ZOE WAS TOO EXCITED TO SLEEP WHEN SHE RETURNED TO her house. She took off her old woman’s rags and burned them in the hearth. No one must see them, especially soaked with blood as they were. Fortunately, she had little of it on herself. As if she had merely found herself having a restless night, she sent for Thomais and told her to heat water for her to bathe and to fetch towels. Carefully she chose her most precious, luxurious oils and perfumes and unguents for her skin.

When the water was ready, steam rising, moist on the skin and sweet to the smell, she stepped in slowly, savoring the sensation. The heat, the gentle touch of it, eased out all the tight-knotted aches and fears.

She remembered, with a pleasure made sharper by grief, how Gregory had wanted her, tasted her slowly. It was right that she had killed him physically, violently, face-to-face. That was how they had loved, and hated. Poison was right for men like Arsenios, not for Gregory.

She stood up when the water was cooling and noticed with amusement that Thomais still looked at her with admiration in her eyes.

She dressed in fresh clothes and ordered fruit and a glass of wine. Alone in the silence of the end of night, she stood in front of the window and watched the dawn pale in the east. Today she would go to the Hagia Sophia and offer up her thanks to the Virgin Mary. She would give hundreds of candles, make the whole place a glory of light. Gregory Vatatzes and Giuliano Dandolo destroyed in one superb act. And she was safe.

The dawn broadened. Thomais returned to say that the physician Anastasius had called, requesting to see her immediately.

What on earth could he want at this hour? But since Zoe was up and dressed anyway, it was not an inconvenience.
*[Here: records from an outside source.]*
PR #4480, opened 2023-03-15
Change capz pipeline to create cc mc and legacy wc

wjun:
Since we will not support legacy management cluster anymore, change capz pipeline
to create a cc based mc with legacy workload clusters.
Update cronjobs version from v1beta1 to v1 as v1beta is deprecated in k8s 1.25.


imikushin (approved):
Looks good

PR #4502, opened 2023-03-17
Configure Dex to issue refresh tokens with an expiry of 9h

joshuatcasey:
Configure Dex to issue refresh tokens with an expiry of 9h.

This is to support using the more recent versions of Pinniped, which need a relatively long-lived refresh token from Dex so that it can perform refreshes to verify authentication information.


benjaminapetersen (approved):
Fantastic.

benjaminapetersen (approved):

“Send him in,” she ordered. “And bring more fruit, and another glass.”

A moment later Anastasius came in, his face ashen except for two high spots of color on his cheeks. His hair was barely combed, and he looked both exhausted and furious.
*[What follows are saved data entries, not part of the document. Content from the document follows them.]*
PR #4503, opened 2023-03-19
[WIP]Implement packages installation APIs for cluster essential

Vandy-P:
Implementing APIs for cluster essential installation 
 
Fixes #

### Release note

```release-note

```


util/kube/kube_util.go
Vandy-P, line 1: Will remove this file once @sathyanarays  [PR](https://github.com/vmware-tanzu/tanzu-framework/pull/4453) is merged

cluster-essentials/cluster_init.go
```diff
@@ -0,0 +1,76 @@
...
+		fileName, err := generateTemplateFiles(component)
+		if err != nil {
+			return errors.Wrapf(err, "unable to generate template")
+		}
+		input, err := os.ReadFile(fileName)
+		if err != nil {
+			return errors.Wrapf(err, "unable to read file %s", fileName)
+		}
+		generatedManifestBytes := []byte(string(input))
+		err = kube.CreateResourcesFromManifest(generatedManifestBytes, restConfig, dynamicClient)
```
avi-08, line 70: This function will invoke an equivalent of the `kubectl create` command which is not an idempotent operation. Lets say the `secretgen-controller` install fails due to some reason, and user triggers the cluster init flow again after fixing it, the kapp-controller `create` operation will fail, since resource already exists. Why not use `kubectl apply` equivalent instead?

cluster-essentials/cluster_init.go
avi-08, line 1: As per go naming conventions, underscores in filenames usually show a test file / platform specific file. This can be renamed to `clusterinit.go`

cluster-essentials/cluster_init.go
```diff
@@ -0,0 +1,76 @@
+// Copyright 2023 VMware, Inc. All Rights Reserved.
+// SPDX-License-Identifier: Apache-2.0
+
+// Package clusteressential has APIs for bootstrapping kubernetes cluster
+package clusteressential
```
avi-08, line 5: Should be `clusteressentials`

cluster-essentials/clusterinit.go
```diff
@@ -0,0 +1,107 @@
...
+	dynamicClient, err = dynamic.NewForConfig(restConfig)
+	if err != nil {
+		return nil, nil, errors.Wrap(err, "unable to set up rest config")
+	}
+	return restConfig, dynamicClient, nil
+}
+
+// nolint: stylecheck
+func InitClusterEssentials(clusterKubeconfigPath, clusterEssentialBundlePath string) error {
+	restConfig, dynamicClient, err := getClientForConfig(clusterKubeconfigPath)
```
sathyanarays, line 58: Don't initialize the restConfig here. Take it as an argument.

cluster-essentials/clusterinit.go
```diff
@@ -0,0 +1,107 @@
...
+			if err != nil {
+				_ = UninstallClusterEssential(clusterKubeconfigPath, "tmp")
+				return errors.Wrapf(err, "unable to install %s", item.Name())
+			}
+		}
+	}
+	return nil
+}
+
+func UninstallClusterEssential(clusterKubeconfigPath, clusterEssentialBundlePath string) error {
```
sathyanarays, line 86: As discussed, this is not required.

cluster-essentials/clusterinit.go
```diff
@@ -0,0 +1,107 @@
...
+	"github.com/vmware-tanzu/tanzu-framework/util/carvelhelpers"
+	"github.com/vmware-tanzu/tanzu-framework/util/kube"
+)
+
+const dotCharacter = 46
+
+func downloadClusterEssentialBundle(clusterEssentialBundlePath string) error {
+	var outputBuf, errorBuf bytes.Buffer
+	writerUI := ui.NewWriterUI(&outputBuf, &errorBuf, nil)
+	outputDir := "tmp"
```
sathyanarays, line 28: This is being used in multiple places. Avoid that and use a constant so that any change to this can be done at a single place.

cluster-essentials/clusterinit.go
```diff
@@ -0,0 +1,107 @@
...
+}
+
+// nolint: stylecheck
+func InitClusterEssentials(clusterKubeconfigPath, clusterEssentialBundlePath string) error {
+	restConfig, dynamicClient, err := getClientForConfig(clusterKubeconfigPath)
+	if err != nil {
+		return err
+	}
+
+	err = downloadClusterEssentialBundle(clusterEssentialBundlePath)
```
sathyanarays, line 63: How is it going to be handled in unit tests?

util/carvelhelpers/package.go
```diff
@@ -0,0 +1,130 @@
...
+	// `config` directory contains ytt files
+	// `.imgpkg` directory contains ImageLock configuration for ImageResolution
+	configDir := filepath.Join(pkgDir, "config")
+	file := []string{configDir}
+	bytes, err := ProcessYTTPackage(file...)
+	if err != nil {
+		return nil, errors.Wrap(err, "error while running ytt")
+	}
+
+	f, err := os.CreateTemp("", "ytt-processed")
```
codegold79, line 57: Is the variable `f` short for `file`? If so, is it the same type as `file` in line 51? If it is, I'd say, just use `file`. Single letter variables should only be for very obvious things, and I'm not so familiar with `os.CreateTemp` to know what `f` is supposed to be.

Oh, I see that `file` in line 51 is a slice of string. In that case, that line 51 variable should be plural, `files := []string{configDir}`. And that frees up `file` to then be used here in line 57.

util/carvelhelpers/package.go
```diff
@@ -0,0 +1,130 @@
...
+		inputFilesForImageResolution = append(inputFilesForImageResolution, imgpkgDir)
+	}
+	return ResolveImagesInPackage(inputFilesForImageResolution)
+}
+
+// SaveFile saves the file to the provided path
+// Also creates missing directories if any
+func SaveFile(filePath string, data []byte) error {
+	dirName := filepath.Dir(filePath)
+	if _, serr := os.Stat(dirName); serr != nil {
```
codegold79, line 81: I can't tell, but looks like the `serr` information doesn't get passed along. Do you think that's all right? Maybe people don't need to know what `serr` is because you pass along `merr` later? Kind of strange, but I guess it can  work.

codegold79 (approved):
Seems pretty straight forward to me. I had a couple questions and minor, optional feedback. None block my approval, so I approve.

util/carvelhelpers/package.go
Vandy-P: @codegold79  using files as variable will cause lint error 
**_importShadow: shadow of imported from 'github.com/vmware-tanzu/carvel-ytt/pkg/files' package 'files'_**

cluster-essentials/clusterinit.go
```diff
@@ -0,0 +1,55 @@
...
+	"github.com/vmware-tanzu/tanzu-framework/util/kube"
+)
+
+var (
+	downloadPackage = downloadClusterEssentialBundle
+)
+
+const tmpDir = "tmp"
+
+func downloadClusterEssentialBundle(clusterEssentialBundlePath string) error {
```
avi-08, line 27: If downloading imgpkg bundles is also needed in operations like upgrade, it'd be good to create this as a utility function.

cluster-essentials/test/package1/config/overlay.yaml
sathyanarays, line 1: The folder name can be `testdata`

cluster-essentials/clusterinit_test.go
```diff
@@ -0,0 +1,56 @@
...
+
+func downloadClusterEssentialBundleFailMock(clusterEssentialBundlePath string) error {
+	return fmt.Errorf("image not found")
+}
+
+func downloadClusterEssentialBundleSuccessMock(clusterEssentialBundlePath string) error {
+	return nil
+}
+
+func Test_InitClusterEssentials(t *testing.T) {
```
sathyanarays, line 26: Tests does not cover the success path.

cluster-essentials/clusterinit.go
sathyanarays: +1

danniel1205:
Question: Why do we have go mod change in other modules ? (Those modules seem unrelated to your change)

Vandy-P:
@danniel1205  We created  kube utility function [util/kube/kube_util.go ] which needs to use client-go v0.25.0 hence all the dependent packages which are using util package got updated with client-go version v0.25.0.

cluster-essentials/clusterinit.go
```diff
@@ -0,0 +1,47 @@
...
+
+	"k8s.io/client-go/rest"
+
+	clusterutil "github.com/vmware-tanzu/tanzu-framework/cluster-essentials/utilinterface"
+)
+
+type ClusterEssentialsConfiguration struct {
+	ClusterEssentialBundlePath string
+	RestConfig                 *rest.Config
+	PkgClient                  clusterutil.Client
```
sathyanarays, line 20: Do we need to export these variables? Can we have a function `NewClusterEssentialsClient` that takes in these arguments and returns `ClusterEssentialsConfiguration`?

cluster-essentials/clusterinit.go
```diff
@@ -0,0 +1,47 @@
...
+	"fmt"
+	"os"
+	"path/filepath"
+
+	"k8s.io/client-go/rest"
+
+	clusterutil "github.com/vmware-tanzu/tanzu-framework/cluster-essentials/utilinterface"
+)
+
+type ClusterEssentialsConfiguration struct {
```
sathyanarays, line 17: Can we rename `ClusterEssentialsConfiguration` to `ClusterEssentialsClient`

cluster-essentials/go.mod
```diff
@@ -0,0 +1,121 @@
+module github.com/vmware-tanzu/tanzu-framework/cluster-essentials
+
+go 1.18
+
+replace (
+	github.com/vmware-tanzu/tanzu-framework/cluster-essentials => ./
```
sathyanarays, line 6: Why is this required?

cluster-essentials/utilinterface/client.go
```diff
@@ -0,0 +1,28 @@
+// Copyright 2022 VMware, Inc. All Rights Reserved.
+// SPDX-License-Identifier: Apache-2.0
+
+// Package utilinterface utilinterface defines util functions for cluster essential
+package utilinterface
```
sathyanarays, line 5: The package name doesn't look convincing. Can it be `util` or `helper`?

cluster-essentials/utilinterface/interface.go
```diff
@@ -0,0 +1,15 @@
...
+// SPDX-License-Identifier: Apache-2.0
+
+// Package utilinterface Client defines utility functions for cluster essential
+package utilinterface
+
+import (
+	"k8s.io/client-go/rest"
+)
+
+type Client interface {
```
sathyanarays, line 11: We can move both interface and implementation to the same file.

cluster-essentials/test/clusterinit_test.go
```diff
@@ -0,0 +1,70 @@
...
+	"github.com/stretchr/testify/require"
+
+	clusteressentials "github.com/vmware-tanzu/tanzu-framework/cluster-essentials"
+	"github.com/vmware-tanzu/tanzu-framework/cluster-essentials/fakes"
+)
+
+var clusterConfig = &clusteressentials.ClusterEssentialsConfiguration{}
+var fake = &fakes.FakeClient{}
+
+func Test_InitClusterEssentials(t *testing.T) {
```
sathyanarays, line 22: Please add a test when reading from temp directory fails

cluster-essentials/test/clusterinit_test.go
```diff
@@ -0,0 +1,70 @@
...
+		fake.DownloadClusterEssentialBundleReturns(errors.New("could not parse reference"))
+		clusterConfig.PkgClient = fake
+		err := clusterConfig.InitClusterEssentials()
+		require.Error(t, err)
+		require.ErrorContains(t, err, "unable to download cluster essential manifest")
+	})
+	t.Run("fails when unable to process downloaded cluster essential bundle ", func(t *testing.T) {
+		fake.DownloadClusterEssentialBundleReturns(nil)
+		var result1 []byte
+		fake.CarvelPackageProcessorReturns(result1, errors.New("error while running ytt"))
```
sathyanarays, line 36: can we use `nil` here?

cluster-essentials/test/clusterinit_test.go
```diff
@@ -0,0 +1,70 @@
...
+		clusterConfig.PkgClient = fake
+		err := clusterConfig.InitClusterEssentials()
+		require.Error(t, err)
+		require.ErrorContains(t, err, "unable to process carvel package")
+	})
+	t.Run("fails when unable to process downloaded cluster essential bundle ", func(t *testing.T) {
```
sathyanarays, line 42: What's the difference between this test case and the previous one?

cluster-essentials/clusterinit.go
```diff
@@ -0,0 +1,47 @@
...
+	if err != nil {
+		return err
+	}
+	for _, item := range packages {
+		packageDir := filepath.Join(tmpDir, item.Name())
+		generatedManifestBytes, err := c.PkgClient.CarvelPackageProcessor(packageDir)
+		if err != nil {
+			return fmt.Errorf("unable to process carvel package: %w", err)
+		}
+		err = c.PkgClient.ApplyResourcesFromManifest(generatedManifestBytes, c.RestConfig)
```
sathyanarays, line 41: Let's say there are two packages in the bundle & the second one is corrupted. This results in the cluster having resources belonging to first package installed resulting in a partially installed state. Instead, we can start creating resources only if all the packages are processed successfully.

cluster-essentials/test/clusterinit_test.go
```diff
@@ -0,0 +1,70 @@
...
+		fake.DownloadClusterEssentialBundleReturns(nil)
+		fake.CarvelPackageProcessorReturns(nil, nil)
+		fake.ApplyResourcesFromManifestReturns(errors.New("failed to load kubeconfig"))
+		clusterConfig.PkgClient = fake
+		err := clusterConfig.InitClusterEssentials()
+		require.Error(t, err)
+		require.ErrorContains(t, err, "failed to load kubeconfig")
+	})
+
+	t.Run("Suessful ", func(t *testing.T) {
```
avi-08, line 61: typo

cluster-essentials/go.mod
Vandy-P: Forgot cleanup after doing some experiment.

cluster-essentials/test/clusterinit_test.go
Vandy-P: No difference , copy paste error.

util/carvelhelpers/package.go
codegold79: Oh, I see. Carvel stole the name `files` by naming one of their packages that. How unfortunate. Well, looks like what you got is the best I can think of to do. Resolving.

cluster-essentials/clusterinit.go
```diff
@@ -0,0 +1,58 @@
...
+
+type ClusterEssentialsClient struct {
+	clusterEssentialBundlePath string
+	restConfig                 *rest.Config
+	pkgClient                  clusterutil.Client
+}
+
+func NewClusterEssentialsClient(clusterEssentialBundlePath string, restConfig *rest.Config, pkgClient clusterutil.Client) *ClusterEssentialsClient {
+	return &ClusterEssentialsClient{
+		clusterEssentialBundlePath: clusterEssentialBundlePath,
```
sathyanarays, line 25: This should be an argument to `InitClusterEssentials`

cluster-essentials/test/clusterinit_test.go
```diff
@@ -0,0 +1,68 @@
...
+		require.Error(t, err)
+		require.ErrorContains(t, err, "unable to download cluster essential manifest")
+	})
+	t.Run("fails when unable to process downloaded cluster essential bundle ", func(t *testing.T) {
+		fake.DownloadClusterEssentialBundleReturns(nil)
+		fake.CarvelPackageProcessorReturns(nil, errors.New("error while running ytt"))
+		clusterConfig := clusteressentials.NewClusterEssentialsClient(bundleName, restConfig, fake)
+		err := clusterConfig.InitClusterEssentials()
+		require.Error(t, err)
+		require.ErrorContains(t, err, "unable to process carvel package")
```
sathyanarays, line 41: ensure that `ApplyResourcesFromManifestReturns` is not called

sathyanarays (changes requested):

cluster-essentials/clusterinit.go
```diff
@@ -0,0 +1,58 @@
...
+		generatedManifestBytes = append(generatedManifestBytes, generatedManifestByte...)
+		if err != nil {
+			return fmt.Errorf("unable to process carvel package %s: %w", item.Name(), err)
+		}
+	}
+
+	err = c.pkgClient.ApplyResourcesFromManifest(generatedManifestBytes, c.restConfig)
+	if err != nil {
+		return fmt.Errorf("unable to install : %w", err)
+	}
```
rajathagasthya, line 56: This does not look like a blocking API. This method needs to block i.e. not return until everything is installed within a timeout or error out. Otherwise, consuming code wouldn't know things are successful or not.

Ideally, we need to have 2 APIs like:

```go
// Install with default timeout
func Install() error {
    // 1. Apply manifests
    // 2. Pick a default timeout
    // 3. Wait for results
}

// Install with option to provide a timeout
func InstallWithTimeout(timeout time.Duration) error {
    // 1. Apply manifests
    // 2. Wait for results
}
```

cluster-essentials/test/clusterinit_test.go
```diff
@@ -0,0 +1,68 @@
+// Copyright 2023 VMware, Inc. All Rights Reserved.
```
rajathagasthya, line 1: Test file should be in the same directory as the file being tested. No need for a new package.

cluster-essentials/util/clientInterface.go
```diff
@@ -0,0 +1,34 @@
...
+
+import (
+	"k8s.io/client-go/rest"
+
+	"github.com/vmware-tanzu/tanzu-framework/util/carvelhelpers"
+	"github.com/vmware-tanzu/tanzu-framework/util/imgpkg"
+	"github.com/vmware-tanzu/tanzu-framework/util/kube"
+)
+
+type Client interface {
```
rajathagasthya, line 15: Why do we have this interface? I'm not sure I see the necessity.

util/carvelhelpers/kbld.go
```diff
@@ -0,0 +1,34 @@
+// Copyright 2023 VMware, Inc. All Rights Reserved.
+// SPDX-License-Identifier: Apache-2.0
+
+// Package carvelhelpers implements wrapper functions to use carvel tooling
+package carvelhelpers
```
rajathagasthya, line 5: These don't belong in the `util` module (yet). If you think it does, please provide justification as to how it might be used by multiple modules. Otherwise, just move this to `cluster-essentials/pkg`. 

Functions/methods in the `util` module need to have much more friendlier APIs (these are somewhat hard to understand) and have test cases.

util/imgpkg/imgpkg.go
```diff
@@ -0,0 +1,35 @@
+// Copyright 2023 VMware, Inc. All Rights Reserved.
+// SPDX-License-Identifier: Apache-2.0
+
+// Package imgpkg has utility functions for imgpkg
+package imgpkg
```
rajathagasthya, line 5: Same comment as above. Move to `cluster-essentials`.

util/kube/kube_util.go
```diff
@@ -0,0 +1,95 @@
+// Copyright 2023 VMware, Inc. All Rights Reserved.
+// SPDX-License-Identifier: Apache-2.0
+
+// Package kube has utility functions for interacting with kubernetes cluster using client-go library
+package kube
```
rajathagasthya, line 5: Same comment as above. Move to cluster-essentials.

This one has _some_ merit to be here. But it's a no-go without tests.

rajathagasthya (changes requested):
First pass: looked at the API and code organization. I'm not convinced the current API is the right one.

pkg/client/cluster-essentials/clusterinit.go
```diff
@@ -0,0 +1,81 @@
...
+	ClusterEssentialBundlePath string
+	BundleDestDir              string
+	RestConfig                 *rest.Config
+	BlockingCallEnable         bool
+	Calltimeout                time.Duration
+}
+
+var downloadBundle = utils.DownloadBundle
+
+func PreInstallValidation(restConfig *rest.Config) error {
```
rajathagasthya, line 28: Function names must be verbs, so please rename this to `validatePreInstall`. Also need to be non-exported function.

pkg/client/cluster-essentials/clusterinit.go
```diff
@@ -0,0 +1,81 @@
...
+	// TODO implementation
+	return nil
+}
+
+func PostInstallValidation(restConfig *rest.Config, blockingEnable bool, timeout time.Duration) error {
```
rajathagasthya, line 33: Same as above. Rename to `validatePostInstall`.

pkg/client/cluster-essentials/clusterinit.go
```diff
@@ -0,0 +1,81 @@
...
+	"k8s.io/client-go/rest"
+
+	"github.com/vmware-tanzu/tanzu-framework/pkg/client/cluster-essentials/pkg/utils"
+)
+
+type ClusterEssentialsClient struct {
+	ClusterEssentialBundlePath string
+	BundleDestDir              string
+	RestConfig                 *rest.Config
+	BlockingCallEnable         bool
```
rajathagasthya, line 22: Why do we need this field? When would a consumer not make a blocking call?

pkg/client/cluster-essentials/clusterinit.go
```diff
@@ -0,0 +1,81 @@
...
+	"time"
+
+	"k8s.io/client-go/rest"
+
+	"github.com/vmware-tanzu/tanzu-framework/pkg/client/cluster-essentials/pkg/utils"
+)
+
+type ClusterEssentialsClient struct {
+	ClusterEssentialBundlePath string
+	BundleDestDir              string
```
rajathagasthya, line 20: What is the advantage in exposing this field? It's just unpacking the bundle in a (temp) directory.

pkg/client/cluster-essentials/clusterinit.go
```diff
@@ -0,0 +1,81 @@
+// Copyright 2023 VMware, Inc. All Rights Reserved.
+// SPDX-License-Identifier: Apache-2.0
+
+// Package clusteressentials has APIs for bootstrapping kubernetes cluster
+package clusteressentials
```
rajathagasthya, line 5: I think you probably misunderstood my previous comment. We want a directory structure like this:

```
cluster-essentials
├── go.mod
└── pkg
    ├── client
    │   ├── fake.go
    │   ├── helpers.go
    │   ├── install.go
    │   └── install_test.go
    └── testdata
```

pkg/client/cluster-essentials/clusterinit.go
```diff
@@ -0,0 +1,81 @@
...
+	// TODO implementation
+	return nil
+}
+
+func PostInstallValidation(restConfig *rest.Config, blockingEnable bool, timeout time.Duration) error {
+	// TODO implementation
+	return nil
+}
+
+func Install(c ClusterEssentialsClient) error {
```
rajathagasthya, line 38: There are only 3 things you really need. You might as well just pass them as function arguments instead of using a `ClusterEssentialsClient` struct to hold them.

```go
func Install(config *rest.Config, imgpkgBundlePath string, timeout time.Duration) {
}
```

pkg/client/cluster-essentials/clusterinit.go
```diff
@@ -0,0 +1,81 @@
...
+	}
+
+	if c.BundleDestDir == "" {
+		c.BundleDestDir = "tmp"
+	}
+
+	bundleDir, err := os.MkdirTemp(c.BundleDestDir, "cluster-essential")
+	if err != nil {
+		return err
+	}
```
rajathagasthya, line 51: Please move the `os.RemoveAll` from L79 here and inside a `defer` call.

pkg/client/cluster-essentials/clusterinit_test.go
```diff
@@ -0,0 +1,50 @@
...
+
+var bundleName = "test.image"
+var bundleDir = "tmp"
+
+func Test_InitClusterEssentials(t *testing.T) {
+	c := ClusterEssentialsClient{
+		ClusterEssentialBundlePath: bundleName,
+		BundleDestDir:              bundleDir,
+	}
+	_ = os.MkdirAll(bundleDir, os.ModePerm)
```
rajathagasthya, line 24: `os.RemoveAll` needs to be inside a `defer` here.

pkg/client/cluster-essentials/go.mod
```diff
@@ -0,0 +1,100 @@
+module github.com/vmware-tanzu/tanzu-framework/pkg/client/cluster-essentials
+
+go 1.18
```
rajathagasthya, line 3: Let's use a newer Golang version.

pkg/client/cluster-essentials/pkg/fake/fakes.go
```diff
@@ -0,0 +1,35 @@
+// Copyright 2023 VMware, Inc. All Rights Reserved.
+// SPDX-License-Identifier: Apache-2.0
+
+// Package fake contain cluster essential util APIs
+package fake
```
rajathagasthya, line 5: I don't think there is a need for a separate `fake` package. Just move this file to the `client` package alongside the install files.

pkg/client/cluster-essentials/pkg/utils/utils.go
```diff
@@ -0,0 +1,265 @@
+// Copyright 2023 VMware, Inc. All Rights Reserved.
+// SPDX-License-Identifier: Apache-2.0
+
+// Package utils contain cluster essential util APIs
+package utils
```
rajathagasthya, line 5: Looking at the usage of functions in this package, all of it is in `clusterinit.go`. Why not just move this file to that package and get rid of `utils` package?

rajathagasthya (changes requested):
Round 2: API looks much better, but some changes are still necessary.

pkg/client/cluster-essentials/go.mod
```diff
@@ -0,0 +1,100 @@
+module github.com/vmware-tanzu/tanzu-framework/pkg/client/cluster-essentials
```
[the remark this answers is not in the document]
rajathagasthya: Please address all CVE alerts.

pkg/client/cluster-essentials/pkg/fake/fakes.go
rajathagasthya: Please https://github.com/vmware-tanzu/tanzu-framework/pull/4503#discussion_r1157914392 for desired package structure.

pkg/client/cluster-essentials/pkg/utils/utils.go
rajathagasthya: Please see https://github.com/vmware-tanzu/tanzu-framework/pull/4503#discussion_r1157914392 for desired package structure.

pkg/client/cluster-essentials/clusterinit.go
```diff
@@ -0,0 +1,81 @@
+// Copyright 2023 VMware, Inc. All Rights Reserved.
+// SPDX-License-Identifier: Apache-2.0
+
+// Package clusteressentials has APIs for bootstrapping kubernetes cluster
```
avi-08, line 4: I think this needs to say `bootstrapping tanzu cluster-essentials on a kubernetes cluster`

pkg/client/cluster-essentials/clusterinit.go
```diff
@@ -0,0 +1,81 @@
...
+
+	"github.com/vmware-tanzu/tanzu-framework/pkg/client/cluster-essentials/pkg/utils"
+)
+
+type ClusterEssentialsClient struct {
+	ClusterEssentialBundlePath string
+	BundleDestDir              string
+	RestConfig                 *rest.Config
+	BlockingCallEnable         bool
+	Calltimeout                time.Duration
```
avi-08, line 23: Typo `CallTimeout`

pkg/client/cluster-essentials/clusterinit.go
sathyanarays, line 38: The API consumers will usually use retries to handle transient failures. Let's assume the case of the statement `utils.AppplyResourcesFromManifest` succeeds without error. And assume that while calling `PostInstallValidation` there is some network glitch in reaching the API server and the call fails with an error. If there is a retry loop implemented at consumer side, will the next retry resume `PostInstallValidation`? If not, how do we enforce that?

pkg/client/cluster-essentials/clusterinit.go
```diff
@@ -0,0 +1,81 @@
...
+}
+
+func Install(c ClusterEssentialsClient) error {
+	err := PreInstallValidation(c.RestConfig)
+	if err != nil {
+		return fmt.Errorf("pre install validation is failed with error: %w", err)
+	}
+
+	if c.BundleDestDir == "" {
+		c.BundleDestDir = "tmp"
```
avi-08, line 45: Can we create & use "tmp" as a named constant `defaultBundleDir`

pkg/client/cluster-essentials/clusterinit.go
```diff
@@ -0,0 +1,81 @@
...
+	err = downloadBundle(c.ClusterEssentialBundlePath, bundleDir)
+	if err != nil {
+		return fmt.Errorf("unable to download cluster essential manifest: %w", err)
+	}
+	packages, err := os.ReadDir(bundleDir)
+	if err != nil || len(packages) == 0 {
+		return fmt.Errorf("error while reading the bundleDir %s", bundleDir)
+	}
+	var generatedManifestBytes []byte
+	for _, item := range packages {
```
avi-08, line 61: We should only process directories within the bundleDir, just to be on the safe side.

pkg/client/cluster-essentials/clusterinit.go
avi-08: We won't need to have a restart from last failed state, because all operations within `Install` are supposed to be idempotent. More importantly, in this scenario, we should exit at the pre-validation since required resources already exist.

pkg/client/cluster-essentials/clusterinit.go
```diff
@@ -0,0 +1,81 @@
...
+	return nil
+}
+
+func PostInstallValidation(restConfig *rest.Config, blockingEnable bool, timeout time.Duration) error {
+	// TODO implementation
+	return nil
+}
+
+func Install(c ClusterEssentialsClient) error {
+	err := PreInstallValidation(c.RestConfig)
```
avi-08, line 39: How do we run pre validations before downloading the bundle ?

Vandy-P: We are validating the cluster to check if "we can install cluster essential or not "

“Good morning, Anastasius,” Zoe said. “May I offer you wine, a little fruit?”

“Gregory Vatatzes is dead,” Anastasius said in a hard, thin voice.

“I did not know he was ill,” Zoe replied with perfect calm. “From your apparent distress, I assume you attended him?”

“There was nothing to attend,” Anastasius replied bitterly. “He was lying in a street in the Venetian Quarter, his throat torn open with the dagger you gave to Giuliano Dandolo.”

“Murdered?” Zoe turned the word over on her tongue, as if uncertain of it. “He must have had more enemies than he realized. Dandolo, you said? Really. I believe Gregory spent some time in Venice, before going to Alexandria. Perhaps it was a family feud?”

“I am sure it was,” Anastasius agreed. “Dandolo is a dangerous name to carry in Constantinople. With the history it has, I would be surprised if you gave him such a gift.” He smiled with scalding irony, his eyes brilliant, the intelligence in them hard and probing. “With the hilt toward him, that is.”

A flash of humor lit Zoe’s smile for an instant. “You think I should have presented it blade first?”

“I think you did,” Anastasius retorted. “Only he did not realize it.”

Zoe shrugged. “Then it looks as if he too is a victim of this murder. I’m sorry he is your friend. I would not intentionally have had it so.”